** Opening Records shown block **
PR #1187, opened 2021-02-05
MaxHeightTransition: Convert summary transition to px from ems

anselmbradford:
Probably best to show a fixed height for the summary, regardless on base font size. This changes the max-height to pixels from ems, and match the value set in the Summary component https://github.com/cfpb/consumerfinance.gov/blob/c1bc097d598ffae6f1c2215e1bcac3c057f972d1/cfgov/unprocessed/js/organisms/Summary.js#L45

## Changes

- Change `u-max-height-summary` `max-height` to pixels from ems.
- Set the `max-height` on the element when the page has fully loaded, as the reported value from `scrollHeight` may be incorrect before then.

## Testing

1. max-height transition on the /design-system/patterns/transition-patterns page in the PR preview should work as before.
2. Change the font-size in the Chrome settings and reload the page. See that the box is the same height, whereas on https://cfpb.github.io/design-system/patterns/transition-patterns it is taller.
3. Expand the box by clicking it and the content should not be cropped at the bottom, whereas on https://cfpb.github.io/design-system/patterns/transition-patterns it may be (because the max-height was calculated before the page fully loaded).

## Screenshots

Before:
Screen Shot 2021-02-05 at 3 23 46 PM

After:
Screen Shot 2021-02-05 at 3 25 02 PM

### DIFF
--- a/packages/cfpb-atomic-component/src/utilities/transition/MaxHeightTransition.js
+++ b/packages/cfpb-atomic-component/src/utilities/transition/MaxHeightTransition.js
@@ -31,7 +31,7 @@ function MaxHeightTransition( element ) {
   function init() {
     _baseTransition.init();
 
-    /* The scrollHeight of an element may incorrect if the page hasn't
+    /* The scrollHeight of an element may be incorrect if the page hasn't
        fully loaded yet, so we listen for that to happen before calculating
        the element max-height. */
     window.addEventListener( 'load', _pageLoaded );
--- a/packages/cfpb-atomic-component/src/utilities/transition/MaxHeightTransition.js
+++ b/packages/cfpb-atomic-component/src/utilities/transition/MaxHeightTransition.js
@@ -31,7 +31,10 @@ function MaxHeightTransition( element ) {
   function init() {
     _baseTransition.init();
 
-    refresh();
+    /* The scrollHeight of an element may incorrect if the page hasn't
+       fully loaded yet, so we listen for that to happen before calculating
+       the element max-height. */
+    window.addEventListener( 'load', _pageLoaded );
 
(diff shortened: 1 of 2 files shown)


packages/cfpb-atomic-component/src/utilities/transition/MaxHeightTransition.js
```diff
@@ -31,7 +31,10 @@ function MaxHeightTransition( element ) {
   function init() {
     _baseTransition.init();
 
-    refresh();
+    /* The scrollHeight of an element may incorrect if the page hasn't
```
contolini, line 34: may *be* incorrect

packages/cfpb-atomic-component/src/utilities/transition/MaxHeightTransition.js
```diff
@@ -42,6 +45,15 @@ function MaxHeightTransition( element ) {
     return this;
   }
 
+  /**
+   * The whole page has loaded,
+   * including all dependent resources such as stylesheets and images.
+   */
+  function _pageLoaded() {
+    window.removeEventListener( 'load', _pageLoaded );
```
contolini, line 53: This would be a good use case for the [`once` parameter](https://developer.mozilla.org/en-US/docs/Web/API/EventTarget/addEventListener#parameters) but it looks like IE doesn't support it. :(

contolini (approved):
🚀 I don't see any cropping on prod but it's likely because of the lightning quick page load.

packages/cfpb-atomic-component/src/utilities/transition/MaxHeightTransition.js
anselmbradford: TIL

PR #1196, opened 2021-02-17
Multiselect: Change search input ID to DOM ID

anselmbradford:
If the multiselect's underlying select element has a `name` attribute set, the search input field `id` becomes that name. However, on pages such as https://www.consumerfinance.gov/about-us/blog/, the Topic filter `for` attribute is expected to point to the `id`, not the `name`. 

## Changes

- Sets the search input to be the `id` value of the underlying `select` element, instead of the `name` attribute, if present.

## Testing

1. Check the PR preview and visit the multiselect page and see that you can click the label above the multiselect and see that it activates the search input.


contolini (approved):
Nice catch 👍

PR #1207, opened 2021-03-02
Add variation group name to fix missing h2

chosak:
The carousel anti-pattern page currently fails Lighthouse accessibility testing because it lacks an h2:

"Heading elements are not in a sequentially-descending order"

This causes the nightly Lighthouse tests to fail, for example:

https://github.com/cfpb/design-system/actions/runs/612274827

### DIFF
--- a/docs/pages/carousel.md
+++ b/docs/pages/carousel.md
@@ -15,7 +15,7 @@ description: >-
 
   Carousels offer poor usability and are considered an [anti-pattern](https://thegood.com/insights/ecommerce-image-carousels/). Their use is discouraged.
 variation_groups:
-  - variation_group_name: ""
+  - variation_group_name: Types
     variations:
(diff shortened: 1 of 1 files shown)


chosak:
@contolini FYI the nightly Lighthouse checks run against [every page in the DS](https://github.com/cfpb/design-system/blob/76edfb93504ff8cba8f058fc5b43641c2038f9e2/lighthouserc.js#L15-L19), whether it is linked from navigation or not.

With this change, the carousel page now gets a "Types" heading:

image

This bumps the Lighthouse a11y score to 100%, and can be tested on the preview branch above: https://deploy-preview-1207--cfpb-design-system.netlify.app/design-system/patterns/carousel

contolini (approved):
Lighthouse FTW

PR #1215, opened 2021-03-26
Bugfix: Add gulp build to release step

anselmbradford:
When releasing if you don't manually run `gulp build` it won't run with the release. Meaning the released compiled JS may not be up-to-date.

## Changes

- Bugfix: Add gulp build to release step.
- Re-generate DS JS file.

## Testing

1. PR checks should pass.


contolini (approved):
Wow nice catch 👍

PR #233, opened 2024-08-24
Ensure PHP 8.3 and 8.4 are supported

Kocal:


Kocal:
Will fix PHP-CS-Fixer checks on another PR.

PR #236, opened 2024-10-01
Allow entrypoints.json to be hosted remotely

### LINKED ISSUE #76: Allow output_path to be remote url

Kocal:
Fixes https://github.com/symfony/webpack-encore-bundle/issues/76

See #97, this PR uses the Symfony HttpClient to remotely fetch the entrypoints file, but also to allow mocking in a proper way.
It also add/adapt many tests, and improve the documentation.

### DIFF
--- a/composer.json
+++ b/composer.json
@@ -19,6 +19,7 @@
     },
     "require-dev": {
         "symfony/framework-bundle": "^5.4 || ^6.2 || ^7.0",
+        "symfony/http-client": "^5.4 || ^6.2 || ^7.0",
         "symfony/phpunit-bridge": "^5.4 || ^6.2 || ^7.0",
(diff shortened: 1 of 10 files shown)


Kocal:
Thank you Raphaël Louvradoux.

Kocal:
Thank you @rlvdx.

PR #248, opened 2025-08-05
Add support for Symfony 8

Kocal:


xabbuh:
We probably need to tweak the CI matrix a bit as we currently don't have a job running against Symfony 7 (the same was actually already true before for Symfony 6).

Kocal:
Yes! I plan to re-use the matrix from UX Packages (or my packages, based on this same matrix), but with this matrix I'm failing to install Symfony 8 packages (e.g. in https://github.com/Kocal/BiomeJsBundle/pull/33), but here it's working https://github.com/symfony/webpack-encore-bundle/actions/runs/16742430575/job/47393383777?pr=248

Maybe because of `SYMFONY_REQUIRE` env var? 🤔

Kocal:
Nvm, https://github.com/symfony/webpack-encore-bundle/actions/runs/16742766500/job/47394353881?pr=248 correctly install Symfony 8.0.x-dev dependencies, the only difference I see with UX and my packages is how Flex is installed/enabled

.github/workflows/ci.yml
```diff
@@ -8,19 +8,36 @@ on:
...
-    name: "Tests ${{ matrix.php-version }} deps ${{ matrix.dependency-versions }}"
     runs-on: ubuntu-22.04
 
     strategy:
       fail-fast: false
       matrix:
-        # normal, highest, non-dev installs
         php-version: ['8.1', '8.2', '8.3', '8.4']
-        dependency-versions: ['highest']
+        dependency-version: [ '' ]
```
xabbuh:
```suggestion
        dependency-version: ''
```

.github/workflows/ci.yml
```diff
@@ -8,19 +8,36 @@ on:
...
+        symfony-version: [ '' ]
```
xabbuh, line 18:
```suggestion
        symfony-version: ''
```

.github/workflows/ci.yml
Kocal: I think matrix properties only allow array?

.github/workflows/ci.yml
```diff
@@ -8,19 +8,36 @@ on:
...
+          -   php-version: '8.1'
+              dependency-version: 'lowest'
+          # LTS version of Symfony
+          -   php-version: '8.1'
+              symfony-version: '6.4.*'
+          # Explicit Symfony versions
+          -  php-version: '8.1'
+             symfony-version: '5.4'
+          -  php-version: '8.1'
+             symfony-version: '6.2'
```
xabbuh, line 34: I wouldn't waste resources on EOL versions

.github/workflows/ci.yml
```diff
@@ -8,19 +8,36 @@ on:
...
+          -  php-version: '8.2'
+             symfony-version: '7.0'
```
xabbuh, line 36: same here but we can use 7.3 instead

.github/workflows/ci.yml
xabbuh: Oh, is it? Then please ignore my comment.

.github/workflows/ci.yml
Kocal: I specified 6.2 and 7.0 because the Bundle support these versions. I also tend to not really care about unmaintained versions, but is it fine here?

xabbuh: maybe it's about time to drop support for unmaintained Symfony releases

Kocal: I'm totally fine with that, but I was thinking doing that in a second PR, and then release WebpackEncoreBundle 3.0

PR #253, opened 2025-11-27
Tests on Symfony 8 stable

Kocal:


composer.json
```diff
@@ -35,6 +35,11 @@
             "Symfony\\WebpackEncoreBundle\\Tests\\": "tests/"
         }
     },
+    "config": {
+        "audit": {
+            "ignore": ["PKSA-4k7v-pfvw-nqvp"]
```
xabbuh: Why do we need this?

Kocal: Because of https://github.com/symfony/webpack-encore-bundle/actions/runs/19734496862/job/56543072752?pr=253

xabbuh: Looking at the failures I suggest that we remove the jobs for not maintained Symfony versions instead.

Kocal: This is something we already evoked in https://github.com/symfony/webpack-encore-bundle/pull/248#discussion_r2253340999 

... does increasing `^7.0` to `^7.3.7` (the lowest 7.x.y versions that contains the security fix) is something that we can do in a non major release?

Kocal: Ah, no, you mean in the CI, drop testing 7.0 (which is not maintained since long time ago)

let's go for it

.github/workflows/ci.yml
```diff
@@ -30,13 +30,10 @@ jobs:
           # Explicit Symfony versions
           -  php-version: '8.1'
              symfony-version: '5.4.*'
-          -  php-version: '8.1'
-             symfony-version: '6.2.*'
```
xabbuh, line 34: What about using `6.4.*` instead (I think we otherwise don't have a job using this LTS)?

xabbuh: never mind

composer.json
```diff
@@ -35,6 +35,13 @@
             "Symfony\\WebpackEncoreBundle\\Tests\\": "tests/"
         }
     },
+    "config": {
```
xabbuh: can be reverted now

.github/workflows/ci.yml
Kocal: 6.4.* is already tested above

composer.json
Kocal: Yes, done!

xabbuh (approved):

PR #265, opened 2026-07-21
Fall back to the raw path when strict mode rejects an already-resolved entrypoint

### LINKED ISSUE #230: encore_entry_link_tags incorrectly querying manifest.json
I have encountered this while hosting a Symfony app in a subfolder and managed to reproduce it with a minimal test case.

The behavior only shows when `framework.assets.strict_mode` is set to `true`.

## Error

The error thrown is: `Asset "/web-subfolder/app.b75294ae.css" not found in manifest ".../build-output/manifest.json". Did you mean one of these? "my-prefix/app.css", "my-prefix/app.js"`

## Reproduce

To demonstrate the problem I am setting three different values for these three directories:
- output (`setOutputPath`): `'build-output/'`
- web root (`setPublicPath`): `'/web-subfolder'`
- manifest key prefix (`setManifestKeyPrefix`): `'my-prefix/'`

`manifest.json`:

```json
{
  "my-prefix/app.css": "/web-subfolder/app.b75294ae.css",
  "my-prefix/app.js": "/web-subfolder/app.53d71f57.js"
}
```

`entrypoints.json`:

```json
{
  "entrypoints": {
    "app": {
      "js": [
        "/web-subfolder/app.53d71f57.js"
      ],
      "css": [
        "/web-subfolder/app.b75294ae.css"
      ]
    }
  }
}
```

Template:

```twig
{{ encore_entry_link_tags('app') }}
```

## Fix

I'm not really sure I completely understand how all the parts work together, but it seems to me that there is no need to call `getAssetPath` in `TagRenderer->renderWebpackLinkTags` ([here](https://github.com/symfony/webpack-encore-bundle/blob/v2.1.1/src/Asset/TagRenderer.php#L96)), since the entrypoint already provides the "mapped" values.

## Demo

I have created a demo repository [here](https://github.com/bmorg/encore_entry_link_tags_bug). The relevant changes to reproduce are in [this commit](https://github.com/bmorg/encore_entry_link_tags_bug/commit/f95c8a2cb67858b7df9311440287ae8ec2baf87d).

Amoifr:
| Q             | A
| ------------- | ---
| Bug fix?      | yes
| New feature?  | no
| Issues        | Fix #230
| License       | MIT

`entrypoints.json` already stores the final public paths of the built assets, but `TagRenderer` passes each one back through `packages->getUrl()`. When the default asset package is backed by the JSON manifest (`framework.assets.json_manifest_path`) with `framework.assets.strict_mode: true`, the strategy treats the already-resolved path as a manifest key, fails to find it and throws `AssetNotFoundException`, so `encore_entry_link_tags()` / `encore_entry_script_tags()` blow up. With `strict_mode: false` the same call silently returns the path unchanged, which is why the bug only shows up in strict mode (reported by @bmorg, kept open by @Kocal).

I reproduced it against the real asset component: `getUrl('/web-subfolder/app.b75294ae.css')` throws in strict mode, while `getUrl('my-prefix/app.css')` (the manifest key) resolves fine.

This catches `AssetNotFoundException` in `getAssetPath()` and falls back to the raw path, which is already the correct, final one, matching what `strict_mode: false` does today. Real `asset()` calls elsewhere keep their strict-mode behavior untouched. I deliberately kept the `getUrl()` call rather than removing it (as the issue suggested), since it is what applies a base path / CDN to the entrypoint values.

@Kocal, since this touches the entrypoints / manifest / base-path interaction, I went for the smallest safe fix but I'm happy to adjust the direction if you had something else in mind.

Thanks a lot for the bundle! 🙏

### DIFF
--- a/src/Asset/TagRenderer.php
+++ b/src/Asset/TagRenderer.php
@@ -11,6 +11,7 @@
 
 namespace Symfony\WebpackEncoreBundle\Asset;
 
+use Symfony\Component\Asset\Exception\AssetNotFoundException;
 use Symfony\Component\Asset\Packages;
 use Symfony\Contracts\EventDispatcher\EventDispatcherInterface;
 use Symfony\Contracts\Service\ResetInterface;
@@ -173,10 +174,19 @@ class TagRenderer implements ResetInterface
             throw new \Exception('To render the script or link tags, run "composer require symfony/asset".');
         }
 
-        return $this->packages->getUrl(
-            $assetPath,
-            $packageName
-        );
+        try {
+            return $this->packages->getUrl(
+                $assetPath,
+                $packageName
+            );
+        } catch (AssetNotFoundException) {
+            // entrypoints.json already stores the final public paths, so an
+            // asset package backed by the JSON manifest (with strict_mode
+            // enabled) cannot resolve them a second time and throws. The path
+            // is already the correct one in that case, so use it as-is, which
+            // is also what happens when strict_mode is disabled.
+            return $assetPath;
+        }
     }
 
     private function getEntrypointLookup(string $buildName): EntrypointLookupInterface
--- a/tests/Asset/TagRendererStrictModeTest.php
+++ b/tests/Asset/TagRendererStrictModeTest.php
@@ -1,0 +1,77 @@
+<?php
+
+/*
+ * This file is part of the Symfony WebpackEncoreBundle package.
+ *
+ * (c) Fabien Potencier <fabien@symfony.com>
+ *
+ * For the full copyright and license information, please view the LICENSE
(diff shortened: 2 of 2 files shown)


Amoifr:
Heads-up on the red Fabbot check: it is a false positive coming from two of its steps disagreeing with each other. `Check PHP code style` wants a `: void` return type on the test methods, while `Check test-case methods` forbids it ("Test case methods should not have a return type"), so both cannot be satisfied at once.

I went without the return type, which matches every existing test method in the suite and the `Check test-case methods` convention. All the blocking checks (tests on 8.1 to 8.5, PHPStan, Psalm, Composer Normalize) are green. Happy to flip it the other way if you prefer. 🍒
** Closing Records shown block **
Above are the lines; repeat exactly the ones from the line containing "https://github.com/cfpb/design-system/actions/runs/612274827" down to the line containing "It also add/adapt", both inclusive.

◆ **Exercise answer**
https://github.com/cfpb/design-system/actions/runs/612274827

### DIFF
--- a/docs/pages/carousel.md
+++ b/docs/pages/carousel.md
@@ -15,7 +15,7 @@ description: >-
 
   Carousels offer poor usability and are considered an [anti-pattern](https://thegood.com/insights/ecommerce-image-carousels/). Their use is discouraged.
 variation_groups:
-  - variation_group_name: ""
+  - variation_group_name: Types
     variations:
(diff shortened: 1 of 1 files shown)


chosak:
@contolini FYI the nightly Lighthouse checks run against [every page in the DS](https://github.com/cfpb/design-system/blob/76edfb93504ff8cba8f058fc5b43641c2038f9e2/lighthouserc.js#L15-L19), whether it is linked from navigation or not.

With this change, the carousel page now gets a "Types" heading:

image

This bumps the Lighthouse a11y score to 100%, and can be tested on the preview branch above: https://deploy-preview-1207--cfpb-design-system.netlify.app/design-system/patterns/carousel

contolini (approved):
Lighthouse FTW

PR #1215, opened 2021-03-26
Bugfix: Add gulp build to release step

anselmbradford:
When releasing if you don't manually run `gulp build` it won't run with the release. Meaning the released compiled JS may not be up-to-date.

## Changes

- Bugfix: Add gulp build to release step.
- Re-generate DS JS file.

## Testing

1. PR checks should pass.


contolini (approved):
Wow nice catch 👍

PR #233, opened 2024-08-24
Ensure PHP 8.3 and 8.4 are supported

Kocal:


Kocal:
Will fix PHP-CS-Fixer checks on another PR.

PR #236, opened 2024-10-01
Allow entrypoints.json to be hosted remotely

### LINKED ISSUE #76: Allow output_path to be remote url

Kocal:
Fixes https://github.com/symfony/webpack-encore-bundle/issues/76

See #97, this PR uses the Symfony HttpClient to remotely fetch the entrypoints file, but also to allow mocking in a proper way.
It also add/adapt many tests, and improve the documentation.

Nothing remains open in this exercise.